Tips kedua, parpol harus bisa menjadi fasilitator anak muda. Dalam konteks media sosial, parpol bisa menjabarkan solusi dari isu-isu tersebut. “Jangan cuma cari suara, tapi juga fasilitasi, menjadi enabler. [Media sosial parpol] bisa jadi wahana audiens saling berinteraksi dan membicarakan solusi permasalahan anak muda. Jadikan audiens sebagai anggota komunitas, bangun kedekatan. Marketing itu bukan tentang selling, tapi facilitating.”

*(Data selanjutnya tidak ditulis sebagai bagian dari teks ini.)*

PR #1, opened 2021-08-26
Roadmap to MVP

da-kami:
This is a rough MVP roadmap that we can iterate on.

### DIFF
--- a/docs/roadmap.md
+++ b/docs/roadmap.md
@@ -1,0 +1,60 @@
+# Hermes Roadmap
+
+## MVP
+
+The Minimal Viable Product's goal is to showcase that non-custidial CFD trading on Bitcoin is possible.
+
+## Scope
+
+### Roles
+
+- **Taker**: Cannot create and publish orders, but just takes what is published by a Maker
+- **Maker**: Can create and publish orders
+- **Oracle**: Signs and publishes attested prices at specific points in time
+
+### In scope
+
+For the MVP there is only one Maker that takes the selling side and creates sell orders.
+The maker does not do any automation.
+The maker dictates the price.
+
+A user is always in the role of a taker.
+The user has a simple user interface and can take the maker's order there.
+The taker can specify a quantity, the leverage is fixed to `x5`.
+For the MVP the leverage is fixed to `x5` for both sell and buy orders.
+The oracle is needed for attestation of prices at a certain point in time.
+The oracle is to be run by a separate party that is neither the taker nor the maker.
+
+Overview sequence diagram:
+
+![MVP sequence diagram](http://www.plantuml.com/plantuml/proxy?cache=no&src=https://raw.githubusercontent.com/comit-network/hermes/b7778f0556d1cbfd578aa28042beb24c7f13d5a3/docs/asset/mvp_sequence_diagram.puml)
+
+Constraints:
+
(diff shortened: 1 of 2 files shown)


docs/roadmap.md
```diff
@@ -0,0 +1,59 @@
...
+A user is always in the role of a taker.
+The user has a simple user interface and can take the maker's order there.
+The taker can specify a quantity, the leverage is fixed to `x5`.
+For the MVP the leverage is fixed to `x5` for both sell and buy orders.
+The oracle is needed for attestation of prices at a certain point in time.
+The oracle is to be run by a separate party that is neither the taker nor the maker.
+
+Overview sequence diagram:
+
+![MVP sequence diagram](http://www.plantuml.com/plantuml/proxy?cache=no&src=https://raw.githubusercontent.com/comit-network/hermes/d12e04d4954deb2ee9ebdc96f5a3ab59b7de370c/docs/asset/mvp_sequence_diagram.puml)
```
luckysori: :question: 

On the sequence diagram, why and how are both the buyer and seller publishing a CET? AFAIK if either party decides to publish it the other just has to wait for the money to arrive in their wallet.

da-kami: I thought that there would be two execution paths for the buyer and the seller to claim their funds. But I see that this might not make sense, as the CET published would split up the output to both the seller and buyer no matter who publishes the transaction. I can re-model (or abstract over) that to avoid confusion. 

Questions on top: Who is expected to publish the contract? (in the current model the seller), and who is expected to publish the settlement transaction? (either? - I could also model that...)

luckysori: >  the CET published would split up the output to both the seller and buyer no matter who publishes the transaction

:+1: 

> Who is expected to publish the contract?

From the protocol's perspective I think either can publish. See: https://github.com/coblox/coblox-research/blob/cfd-protocol/cfds/protocol.org#both-parties-should-end-up-with-full-lock-transaction.

> who is expected to publish the settlement transaction?

I think the simplest thing is to allow all parties to publish all CETs. But, in practice, a transaction which is less beneficial for a certain party than the fallback refund transaction may never be published by that particular party.

da-kami: I updated the diagram. Note that the assumption is that the maker (seller) publishes the contract initially, but the taker (buyer) to close the position by publishing a CET. I think only that makes sense - because as long as the position is open the buyer will have to pay interest. Hence, it is in the buyer's interest to close (=settle on chain atm) the position eventually.

da-kami: From the seller's point of view initially I would not care about closing the position. Eventually this is of course needed. Does that make sense @bonomat ?

docs/roadmap.md
```diff
@@ -0,0 +1,60 @@
...
+  - Maker
+    - Can create a sell order (represents the sell side)
+    - Sell order publication is done manually
+    - Take requests are accepted manually
+  - ♻️ Oracle
+
+Architecture recommendations
+
+- Maker and taker have different purpose / scope and hence should be separate binaries. 
+  - Code can be shared in e.g. UI components and rust libs
```
thomaseizinger: Can remove that now given the open PR for `ARCHITECTURE.md`.

thomaseizinger (approved):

Ketiga, dan yang terpenting, medsos parpol seharusnya menunjukkan autentisitas parpol tersebut. “Poin penting dari marketing itu membuat diferensiasi. Customer-centric itu wajib, tapi harus membedakan diri dari partai lain, keluar dari jebakan komodifikasi. Kalau semua menawarkan hal sama, audiens malah tambah bingung milihnya. Konten TikTok joget-joget itu ternyata semua parpol melakukannya kan? Kalau sudah sama, maka butuh konten-konten lain yang lebih mengedukasi, atau mengadvokasi [isu-isu anak muda],” tutup Farid.